He's a link to a condensed history of outhouses and privys. Rather interesing reading I suppose.

http://www.bottlebooks.com/privyto.htm

But I tend to agree with ravells, especially for the fantasy genre of games. It is fantasy, not necessarily medieval. My campaign is set in a world of high magic, and has one rich merchant's house that has the garderobes going to a non-dimentional space (sort of like a bag of holding does) and a permanant control temperatue so that the only fireplaces are those used for relaxation. However, the poorer inhabitants of the land use the traditional chamber pot and street.

If I were running a historical game, I'm sure I'd research things a bit more.

----------


## RobA

> LOL - I was just thinking of how many fantasy inn maps I've seen with indoor privies, and how many space ship deck plans I've seen without.


Thats because in the future, people don't have to go to the loo anymore...

After-all if all your meals are little pills and your environment is tailored to ideals, your body will not produce any waste  :Smile:  100% efficiency!

-Rob A>

----------


## pyrandon

> Thats because in the future, people don't have to go to the loo anymore...
> 
> After-all if all your meals are little pills and your environment is tailored to ideals, your body will not produce any waste  100% efficiency!
> 
> -Rob A>


Where the *&%*&)) will men read the paper, then??   :Wink:

----------


## jaerdaph

After watching several episodes of Cities of the Underworld on The History Channel, I learned that the Romans apparently had indoor toilets. It's a shame that technology was lost in the Dark Ages.

----------


## NeonKnight

Roman indoor toilets were not 'common' place in every house. They were common in the bathhouses though, as the bath houses had water transported to them. The idoor toilets functioned by have many 'latrines' positioned over a channel of flowing water into which ones waste was dropped. They even had 'backside' scrubbers that made use of the water to cleanse oneself after the deed.

Here are some images of the roman latrines:

http://www.englishheritageprints.com...112_440440.jpg

http://www.sewerhistory.org/images/wm/wmj/wmj10.jpg

----------


## pyrandon

I found an interesting vignette about indoor plumbing in "Life in a Medieval City" by Joseph & Frances Gies:

"A woman who keeps a lodging house is summonsed for creating a 'vile nuisance.'  She has had a wooden pipe built from the privy chamber of her house to the gutter, rendering it evil-smelling and sometimes blocking it up.  The neighbors bring her into court, where she is fined six deniers and ordered to remove the pipe within forty days."  (p. 204)

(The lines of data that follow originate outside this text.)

PR #954, opened 2024-05-28
Run ExplicitImport.jl's checks on CI

fredrikekre:


src/Export/VTK.jl
```diff
@@ -49,7 +49,7 @@ end
 Base.close(vtk::VTKFile) = WriteVTK.vtk_save(vtk.vtk)
 
 function Base.show(io::IO, ::MIME"text/plain", vtk::VTKFile)
-    open_str = WriteVTK.isopen(vtk.vtk) ? "open" : "closed"
+    open_str = isopen(vtk.vtk) ? "open" : "closed"
```
KnutAM, line 52: Are these mistakes now detected automatically?

.github/workflows/Check.yml
```diff
@@ -0,0 +1,38 @@
...
+  push:
+    branches: ["master"]
+
+jobs:
+
+  pre-commit:
+    runs-on: ubuntu-latest
+    steps:
+      - uses: actions/checkout@v4
+      - uses: pre-commit/action@2c7b3805fd2a0fd8c1884dcaebf91fc102a13ecd # v3.0.1
```
KnutAM, line 14: Why is there a specific commit here and not `@v3.0.1` ?

KnutAM (approved):
Changes in code looks good to me, just some curiosity questions.

src/Export/VTK.jl
fredrikekre: Yes :)

.github/workflows/Check.yml
fredrikekre: https://docs.github.com/en/actions/security-guides/security-hardening-for-github-actions#using-third-party-actions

So evidently plumbing crimes were not unheard of, so great was the desire for indoor plumbing in France c. 1250 AD.   :Smile:

----------


## RPMiller

You know that could have worked if only she had water to pour down the tube after "the business" was down.

----------


## Gamerprinter

Unlike the movie "Gladiator", the Roman Emperor Commudus was not killed in the arena, rather his imperial guards threw him down the "guarderobe" of the imperial palace.

This is where we get the word "commode" for toilet.

So I guess the romans had something like a guarderobe in certain large buildings.

----------


## Midgardsormr

A popular tale, but not one that is true.  Commodus was strangled in the bath (or possibly his bed, sources differ) by a man named Narcissus (not to be confused with the Narcissus of Greek mythology), after a plot to poison him failed.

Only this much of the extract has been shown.